"""

PR #500, opened 2024-09-20
Restore using `NoMoreImageData` errors.

anforowicz:
https://github.com/image-rs/image-png/pull/496 has incorrectly started to return `UnexpectedEof` in a situation when when there is no `Read`-level EOF.  In particular, this may happen when an `IDAT` of `fdAT` chunk has been fully decoded, decompressed, and flushed, but still doesn't contain the expected number of image pixels.  In such a situation the old `NoMoreImageData` error was appropriate.  In a sense, this commit is a partial revert and/or refactoring of the earlier commit https://github.com/image-rs/image-png/pull/496/commits/b5b0674a0cd50a1f3c1e09f699c04b168648a237

This commit fixes a timeout found locally by the `buf_independent` fuzzer.  The repro case has been saved under
`fuzz/corpus/buf_independent/regressions`.


src/decoder/mod.rs
```diff
@@ -702,7 +702,9 @@ impl<R: Read> Reader<R> {
         // Read image data until we have at least one full row (but possibly more than one).
         while self.data_stream.len() - self.current_start < rowlen {
             if self.subframe.consumed_and_flushed {
-                return Err(DecodingError::IoError(ErrorKind::UnexpectedEof.into()));
+                return Err(DecodingError::Format(
+                    FormatErrorInner::NoMoreImageData.into(),
+                ));
```
anforowicz, line 707: The change above is needed to avoid a timeout when `cargo fuzz run buf_independent fuzz/corpus/buf_independent/regressions/minimized-from-110a360793767757e44c9e4b95c495666e39e672` is run.

src/decoder/mod.rs
```diff
@@ -716,12 +718,9 @@ impl<R: Read> Reader<R> {
 
             match self.decoder.decode_next(&mut self.data_stream)? {
                 Some(Decoded::ImageData) => {}
-                Some(Decoded::ImageDataFlushed) => {
+                Some(Decoded::ImageDataFlushed) | None /* after IEND chunk */ => {
                     self.subframe.consumed_and_flushed = true;
                 }
-                None => {
-                    return Err(DecodingError::IoError(ErrorKind::UnexpectedEof.into()));
-                }
```
anforowicz, line 724: The change above is not associated with a regression test:

* I haven't been able to hit this branch when fuzzing
* I think that `ImageDataFlushed` will always come first - this makes me question if this branch can be hit in practice.
* Maybe we could hit this branch when we get into this loop _outside_ of `IDAT` processing.  This seems tricky, given that we search for `IDAT` when creating the `Reader` and when calling `next_frame` (and `next_row` doesn't progress beyond the current frame).

Nevertheless, I think this change is still desirable:

* This change means that this commit restores **all** `NoMoreImageData` cases touched by https://github.com/image-rs/image-png/commit/b5b0674a0cd50a1f3c1e09f699c04b168648a237
* I think the simplification is desirable and okay:
    - I think that treating this as `consumed_and_flushed` makes sense (it seems desirable to check the loop condition one last time in case there is some additional `image_data` + it seems okay to rely on the other check above to return `NoMoreImageData` error)
    - I think that it is okay to not restore distinguishing between `NoMoreImageData` and `UnexpectedEndOfChunk` (the difference was not exposed through the public API [well, except through `Debug` implementation];  and in both cases / at a high-level we want more rows/pixels but can't get them - this seems to be covered well by `NoMoreImageData`)

fintelia: In general, if a specific case is impossible we should `panic!` rather than returning an error or silently continuing. That way fuzzing can detect if they actually can be hit, which usually signals a bug elsewhere in the code.

This crate used to have tons of error handling code for cases that weren't even reachable in the first place, which I've tried to clean up over time.

anforowicz: Ack.  You're right that my attempt to avoid risk here leads to suboptimal code.  Let me try to think through the options available.

* Option #1: `None => unreachable!()`.  Special-casing `None` seems wrong, because `None` is not the only unreachable option here - e.g. `Some(Decoded::Header)` is another unreachable option.
* Option #2: Removing `| None`.  This simplifies the code.  And fuzzing indeed increases our confidence that things still work fine without this branch (and without leading to a timeout / without making this an infinite loop).
* Option #3: Exhaustively list all the possible options and panic for ones we think are unreachable.  I don't like this option because:
    - This adds noise to the code, making it harder to read and understand this loop
    - This also seems a bit risky - fuzzing doesn't cover all valid ways of using the public API (it only covers `next_frame` today and doesn't cover `next_row`;  and even if we added `next_row` coverage, then there are various permutations of public API calls that we may need to fuzz).

I am leaning toward option #2.  For now, let me try option #2 locally and double-check that fuzzing doesn't complain.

"""

Write the whole listing out again. Keep every line exactly as it is.

• Solution to the exercise:
PR #500, opened 2024-09-20
Restore using `NoMoreImageData` errors.

anforowicz:
https://github.com/image-rs/image-png/pull/496 has incorrectly started to return `UnexpectedEof` in a situation when when there is no `Read`-level EOF.  In particular, this may happen when an `IDAT` of `fdAT` chunk has been fully decoded, decompressed, and flushed, but still doesn't contain the expected number of image pixels.  In such a situation the old `NoMoreImageData` error was appropriate.  In a sense, this commit is a partial revert and/or refactoring of the earlier commit https://github.com/image-rs/image-png/pull/496/commits/b5b0674a0cd50a1f3c1e09f699c04b168648a237

This commit fixes a timeout found locally by the `buf_independent` fuzzer.  The repro case has been saved under
`fuzz/corpus/buf_independent/regressions`.


src/decoder/mod.rs
```diff
@@ -702,7 +702,9 @@ impl<R: Read> Reader<R> {
         // Read image data until we have at least one full row (but possibly more than one).
         while self.data_stream.len() - self.current_start < rowlen {
             if self.subframe.consumed_and_flushed {
-                return Err(DecodingError::IoError(ErrorKind::UnexpectedEof.into()));
+                return Err(DecodingError::Format(
+                    FormatErrorInner::NoMoreImageData.into(),
+                ));
```
anforowicz, line 707: The change above is needed to avoid a timeout when `cargo fuzz run buf_independent fuzz/corpus/buf_independent/regressions/minimized-from-110a360793767757e44c9e4b95c495666e39e672` is run.

src/decoder/mod.rs
```diff
@@ -716,12 +718,9 @@ impl<R: Read> Reader<R> {
 
             match self.decoder.decode_next(&mut self.data_stream)? {
                 Some(Decoded::ImageData) => {}
-                Some(Decoded::ImageDataFlushed) => {
+                Some(Decoded::ImageDataFlushed) | None /* after IEND chunk */ => {
                     self.subframe.consumed_and_flushed = true;
                 }
-                None => {
-                    return Err(DecodingError::IoError(ErrorKind::UnexpectedEof.into()));
-                }
```
anforowicz, line 724: The change above is not associated with a regression test:

* I haven't been able to hit this branch when fuzzing
* I think that `ImageDataFlushed` will always come first - this makes me question if this branch can be hit in practice.
* Maybe we could hit this branch when we get into this loop _outside_ of `IDAT` processing.  This seems tricky, given that we search for `IDAT` when creating the `Reader` and when calling `next_frame` (and `next_row` doesn't progress beyond the current frame).

Nevertheless, I think this change is still desirable:

* This change means that this commit restores **all** `NoMoreImageData` cases touched by https://github.com/image-rs/image-png/commit/b5b0674a0cd50a1f3c1e09f699c04b168648a237
* I think the simplification is desirable and okay:
    - I think that treating this as `consumed_and_flushed` makes sense (it seems desirable to check the loop condition one last time in case there is some additional `image_data` + it seems okay to rely on the other check above to return `NoMoreImageData` error)
    - I think that it is okay to not restore distinguishing between `NoMoreImageData` and `UnexpectedEndOfChunk` (the difference was not exposed through the public API [well, except through `Debug` implementation];  and in both cases / at a high-level we want more rows/pixels but can't get them - this seems to be covered well by `NoMoreImageData`)

fintelia: In general, if a specific case is impossible we should `panic!` rather than returning an error or silently continuing. That way fuzzing can detect if they actually can be hit, which usually signals a bug elsewhere in the code.

This crate used to have tons of error handling code for cases that weren't even reachable in the first place, which I've tried to clean up over time.

anforowicz: Ack.  You're right that my attempt to avoid risk here leads to suboptimal code.  Let me try to think through the options available.

* Option #1: `None => unreachable!()`.  Special-casing `None` seems wrong, because `None` is not the only unreachable option here - e.g. `Some(Decoded::Header)` is another unreachable option.
* Option #2: Removing `| None`.  This simplifies the code.  And fuzzing indeed increases our confidence that things still work fine without this branch (and without leading to a timeout / without making this an infinite loop).
* Option #3: Exhaustively list all the possible options and panic for ones we think are unreachable.  I don't like this option because:
    - This adds noise to the code, making it harder to read and understand this loop
    - This also seems a bit risky - fuzzing doesn't cover all valid ways of using the public API (it only covers `next_frame` today and doesn't cover `next_row`;  and even if we added `next_row` coverage, then there are various permutations of public API calls that we may need to fuzz).

I am leaning toward option #2.  For now, let me try option #2 locally and double-check that fuzzing doesn't complain.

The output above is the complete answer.